The Transylvanian Memorandum (Memorandumul Transilvaniei) was a petition sent in 1892 by the leaders of the Romanians of Transylvania to the Austro-Hungarian Emperor-King Franz Joseph, asking for equal ethnic rights with the Hungarians, and demanding an end to persecutions and Magyarization attempts.

==Status==
After the Austro-Hungarian Compromise of 1867 (Ausgleich), Transylvania again became the integral part of Hungary. Initially Romanians (through their representatives, the Romanian National Party) took part in the political life, however, since 1869 after several disagreements they chose to enter into political passivity. They had several complaints; i.e. Romanians formed the majority of Transylvania's population, but they were underrepresented in the Hungarian Parliament due to electoral abuses and the higher property qualification required by the electoral laws, (Note: According to Robert Seton-Watson's Corruption and Reform in Hungary – A Study of Electoral Practice; such as declaring bridges as unsafe, placing all the horses under verterinary supervision to force the supporters of the opposition to make long detours on bad sideroads, keeping the body of peasant voters waiting for several days in rainy or frosty weather in order to make them quit or switch their allegiance, closing the polls at the discretion of the authorities, or, ultimately, the sheer use of violence by the Army or the Gendarmerie), gerrymandering, and the higher property qualification required in Transylvania by the electoral laws (due to this different property qualification for Transylvania, an ethnic Romanian peasant had to own "at least six times as much land as his Magyar equal, before he can obtain a vote").) they were subjected to Magyarization and they resented that Transylvania had lost its autonomy, without consulting the Transylvanians.

The Memorandum itself was written by the leaders of the Romanian National Party of Transylvania and Banat (PNR) – among others, Ioan Rațiu, Gheorghe Pop de Băsești, Eugen Brote, Aurel Popovici, and Vasile Lucaciu. It asked for political rights to be awarded to Romanians, as well as initiating a debate on the Kingdom of Hungary's policies of intolerance towards Romanians.

==Consequences==
Franz Joseph, without reading it, forwarded the memorandum to the Hungarian Prime Minister Gyula Szapáry, who, also without reading it, forwarded it unopened to the Ispán of Torda-Aranyos County in order to be returned to the sender, Ioan Rațiu.

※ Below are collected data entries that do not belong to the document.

PR #229, opened 2025-01-15
XIVY-15022 Add shortcuts

ivy-lli:
Global:
- F1: Open help
- A: Add new variable (hold ctrl/cmd to keep it open)
- I: Import variable
- 1-3: jump focus (toolbar, main, inscription)

On Table:
- Delete: remove selected variable

### DIFF
--- a/packages/variable-editor/src/components/variables/dialog/AddDialog.tsx
+++ b/packages/variable-editor/src/components/variables/dialog/AddDialog.tsx
@@ -3,16 +3,20 @@ import {
   Button,
   Combobox,
   Dialog,
-  DialogClose,
   DialogContent,
   DialogFooter,
   DialogHeader,
   DialogTitle,
   DialogTrigger,
   Flex,
+  hotkeyText,
   Input,
   Message,
   selectRow,
+  Tooltip,
+  TooltipContent,
+  TooltipProvider,
+  TooltipTrigger,
   type MessageData
 } from '@axonivy/ui-components';
 import { IvyIcons } from '@axonivy/ui-icons';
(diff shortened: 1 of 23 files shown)


packages/variable-editor/src/components/variables/dialog/AddDialog.tsx
```diff
@@ -137,53 +164,71 @@ export const AddVariableDialog = ({ table }: AddVariableDialogProps) => {
...
   let currentVariables = variables;
   for (const [index, keyPart] of keyParts.entries()) {
+    if (keyPart === '') {
+      return currentVariables;
+    }
     const nextVariable = currentVariables.find(variable => variable.name === keyPart);
     if (nextVariable === undefined) {
-      return;
+      return [];
     }
```
ivy-lgi, line 225: There's a similar method `findVariable` in `known-variables.ts`. Maybe you can move it to somewhere like `variable-utils.ts` and reuse it.

packages/variable-editor/src/components/variables/dialog/AddDialog.tsx
```diff
@@ -137,53 +164,71 @@ export const AddVariableDialog = ({ table }: AddVariableDialogProps) => {
...
     if (!hasChildren(nextVariable)) {
-      return toErrorMessage("Namespace '" + keyParts.slice(0, index + 1).join('.') + "' is not a folder, you cannot add a child to it.");
+      throw new Error("Namespace '" + keyParts.slice(0, index + 1).join('.') + "' is not a folder, you cannot add a child to it.");
     }
```
ivy-lgi, line 228: I would make another method out of everything in this method up to this point and then call that in `validateName` and `validateNamespace` to not have this error-catching logic. Seems weird and hard to read to me.

packages/variable-editor/src/components/variables/dialog/OverwriteDialog.tsx
ivy-lgi, line 1: Importing while holding CTRL to keep the dialog open could also be applied here.

ivy-lgi (approved):
Nice :+1: 

I would make some changes to the `validateName` and `validateNamespace` methods though. Simply have a method `findVariable` and call it in both methods. Then check if it has children in the `validateNamespace` method and if the name is already taken in the `validateName` method.

packages/variable-editor/src/components/variables/dialog/OverwriteDialog.tsx
ivy-lli: Not sure if this has much value...

packages/variable-editor/src/components/variables/dialog/AddDialog.tsx
ivy-lli: yes there is a similar function but simply not the same. findVariable whant one root variable, which I don't have here. 
Also this throw error function (as complicated it is) has a important role, it breaks the finding and fast returns if a namespace is given where one pice is a variable. I'm not sure how I can reuse the same function for both validation methods and still have the same validation result as it is now.

ivy-lli: I tried it quickly but I think it is not that easy to accomplish something the like.

packages/variable-editor/src/components/variables/dialog/AddDialog.tsx
ivy-lli: See comment above. I think it makes sense to have this find logic shared between both validation methods...
And I think it would be sad if we loose this fast error if one variable in the namespace is not a folder but a variable

ivy-lli:
I add a subtask to the story that I check it again if we can simplify the validation code.

Maybe a little bit of context why this change was needed in the first place. I needed to check the validation against the variables, because when you hold the dialog open, the table object is still the old one so no new validation is triggered and you can add multiple times the same variable.
I could even improve the validation a bit with some more cases which where not correct, see the new tests in this area

PR #231, opened 2025-01-16
XIVY-15022 Fix overflow

ivy-lli:
A little bit is cut

Before:
Screenshot 2025-01-16 at 11 03 58

After:
Screenshot 2025-01-16 at 11 03 21


ivy-lgi (commented):
Thanks :+1:

PR #239, opened 2025-01-17
XIVY-15022 Undo / Redo

ivy-lli:
I will move the hook itself and it's tests to the ui-components, as it is more or less the same as in the form editor

And I will also add an undo/redo button I think


ivy-lgi (approved):

ivy-lli:
image

PR #1443, opened 2026-04-11
Fix FindFirstAncestor when ancestor name is a substring of a child folder name

GaryJX:
## Problem

`getAncestorPath` in `src/Utils.cpp` uses a single `rfind(ancestorName + "/")` to locate the ancestor in the path string. When a folder in the path contains the ancestor name as a **substring** (e.g., a folder named `PrefixFoo` contains `Foo`), `rfind` matches the substring occurrence, the boundary check fails (character before is not `/`), and the function **returns `nullopt`** instead of continuing to search backward for valid occurrences.

This causes `FindFirstAncestor("Foo")` to fail for any script under folders whose name ends with `Foo` (like `PrefixFoo/`), producing "Unknown require: unsupported path" errors.

### Example

```
Path: game/Packages/_Workspace/Foo/Foo/Components/PrefixFoo/PrefixFoo
Searching for: "Foo/"
```

`rfind("Foo/")` matches inside `"PrefixFoo/"` (suffix match). The boundary check sees `x` (from "Prefix") instead of `/` and gives up. The valid match at `_Workspace/Foo/Foo/` is never found.

Packages without this substring collision work fine — e.g., `FindFirstAncestor("Bar")` resolves correctly when child folders are named `BarBaz` (since `"Bar/"` is not a substring of `"BarBaz/"`).

## Fix

Loop `rfind` backward until a boundary-valid match is found, instead of giving up on the first failed boundary check.

## Test Plan

- Added 3 test cases to `tests/Utils.test.cpp`:
  - Ancestor name as suffix of a child folder name (e.g., `PrefixFoo/` contains `Foo/`)
  - Ancestor name as prefix of a child folder name (e.g., `FooBar/` — verifying `Foo/` does NOT falsely match)
  - Ancestor name as suffix with a different prefix (e.g., `FooBar/` contains `Bar/`)
- All existing `getAncestorPath` tests continue to pass

## Verified

Reproduced via CLI — a file using `FindFirstAncestor` under a folder with a substring collision reports `TypeError: Unknown require: unsupported path`. The same file with `script.Parent.Parent...` resolves correctly (confirming the sourcemap is valid, only `FindFirstAncestor` resolution is broken).

### DIFF
--- a/CHANGELOG.md
+++ b/CHANGELOG.md
@@ -8,6 +8,7 @@ The format is based on [Keep a Changelog](https://keepachangelog.com/en/1.0.0/).
 
 ### Fixed
 
+- Fixed `FindFirstAncestor` failing when ancestor name is a substring of another folder name in the path (e.g., `FindFirstAncestor("Foo")` failed when a folder named `PrefixFoo` existed in the path)
 - When a plugin is hot-reloaded, all source nodes (not just managed text documents) are now marked dirty so non-managed files are re-analysed with the updated plugin transformations
 - Plugin transformations are no longer applied to plugin files themselves ([#1433](https://github.com/JohnnyMorganz/luau-lsp/issues/1433))
 - Fixed string-require auto imports in Roblox mode ignoring user-defined aliases from `.luaurc`. Aliases are now preferred over `@game/...` paths when available ([#1436](https://github.com/JohnnyMorganz/luau-lsp/issues/1436))
--- a/src/Utils.cpp
+++ b/src/Utils.cpp
@@ -34,15 +34,21 @@ std::optional<std::string> getAncestorPath(const std::string& path, const std::s
     // Append a "/" to the end of the parentPath to make searching easier
     auto parentPathWithSlash = *parentPath + "/";
 
-    auto ancestor = parentPathWithSlash.rfind(ancestorName + "/");
-    if (ancestor != std::string::npos)
+    auto searchTarget = ancestorName + "/";
+    auto searchFrom = parentPathWithSlash.size();
+    while (searchFrom > 0)
     {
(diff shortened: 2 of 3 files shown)


GaryJX:
Hello! Disclaimer, this PR was generated using AI (not sure if that's welcome or not, and if this is already a known issue. If not welcome, feel free to close). I am a user of the extension (thank you for building this, it's been really helpful!) and found a niche bug where the LSP would fail to properly path find using FindFirstAncestor when a parent folder name / file name ends with the ancestor name (e.g. folder/file name is `FooBar`, and ancestor name is `Bar`)

JohnnyMorganz:
Hey! Thanks for the fix.

Just wondering - would it be simpler to just keep the original logic and search for `/ancestorName/` instead of `ancestorName/`?

There's an edge case where the ancestor we're seatching for is the start of path (game/), but I think that's already broken (is the ancestor actually named game in the place file?). If we really want to fix that, we could add a starts with check to handle it.

Using AI is not a problem, and is welcome, provided the change is well thought out. No need to take away a useful tool

GaryJX:
> Hey! Thanks for the fix.
> 
> Just wondering - would it be simpler to just keep the original logic and search for `/ancestorName/` instead of `ancestorName/`?
> 
> There's an edge case where the ancestor we're seatching for is the start of path (game/), but I think that's already broken (is the ancestor actually named game in the place file?). If we really want to fix that, we could add a starts with check to handle it.
> 
> Using AI is not a problem, and is welcome, provided the change is well thought out. No need to take away a useful tool

Makes sense! Updated the PR to reflect the changes

JohnnyMorganz (approved):
Thank you!

PR #1463, opened 2026-04-22
Implement chained alias support

vrn-sn:
Implements this amendment to the require-by-string aliases RFC: https://github.com/luau-lang/rfcs/pull/145. Aliases in a given configuration can reference each other, and cycles are handled gracefully with a `std::nullopt` result.

I noticed that there's an existing TODO for reporting alias resolution errors, so I left an additional TODO for reporting alias cycle errors. I'm assuming whatever reporting mechanism is used to solve the first problem can easily be used for the second problem as well.


vrn-sn:
Oops totally missed that you did this a few days ago @JohnnyMorganz. Closing mine!

Feel free to take anything you want from this (e.g. test cases) and bring them into #1460 if you find it useful.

Met with refusal, the PNR leaders did not give up and published the document in Nagyszeben. Making the memorandum public led to violence from the part of Hungarian demonstrators, who damaged Ioan Rațiu's home in Torda, causing a tremendous outcry in Romania. Consequently, the Hungarian government gave in to the pressure of Hungarian nationalists and launched proceedings against the PNR president, Raţiu, the vice president, Pop de Băsești, the secretaries Vasile Lucaciu and Septimiu Albini, and other PNR leaders who acknowledged their involvement in drafting and publishing the petition. On 7 May 1894 eighteen leaders of the PNR were put on trial in Kolozsvár for various charges, ranging from disturbing the peace to incitement through the press and high treason.

After seventeen days, the trial came to an end and the jury found all but four defendants guilty. The rest of fourteen defendants were found guilty for incitement through the press, and the judge handed in the verdicts: most of them sentenced to prison terms from two months to five years. The PNR president Raţiu received a sentence of two years imprisonment and Lucaciu, regarded as the main instigator, received five years imprisonment. Although in 1895 they were freed by royal amnesty, loyalty to the Crown decreased, with many leaders of the PNR turning towards the goal of union of Transylvania with Romania.

However, activism for union per se was largely held off until after World War I and the Treaty of Trianon, with Romania itself oscillating between alliances with the Central Powers and the Entente, and with the parallel offer made by Archduke Franz Ferdinand of Austria (the heir apparent) to negotiate for a compromise (see United States of Greater Austria).